_YOUR ASSIGNMENT_. Reproduce the records exactly.

- - -

PR #16774, opened 2022-07-15
Suggest a correct datastore option

zeroSteiner:
Metasploit has a lot of datastore options. It's hard to keep track of them all and typos happen. This change updates the `set` command in two cases.

The first is when the only argument is an invalid datastore option (example: `set RPRT`). In this case the old version would print an error and simply said it was invalid, followed by the help message. Now the new one will echo the invalid option as well as attempt to make a suggestion, like hey did you actually mean RPORT with an O?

- - -

_SOLUTION TO THIS TASK_.
PR #16774, opened 2022-07-15
Suggest a correct datastore option

zeroSteiner:
Metasploit has a lot of datastore options. It's hard to keep track of them all and typos happen. This change updates the `set` command in two cases.

The first is when the only argument is an invalid datastore option (example: `set RPRT`). In this case the old version would print an error and simply said it was invalid, followed by the help message. Now the new one will echo the invalid option as well as attempt to make a suggestion, like hey did you actually mean RPORT with an O?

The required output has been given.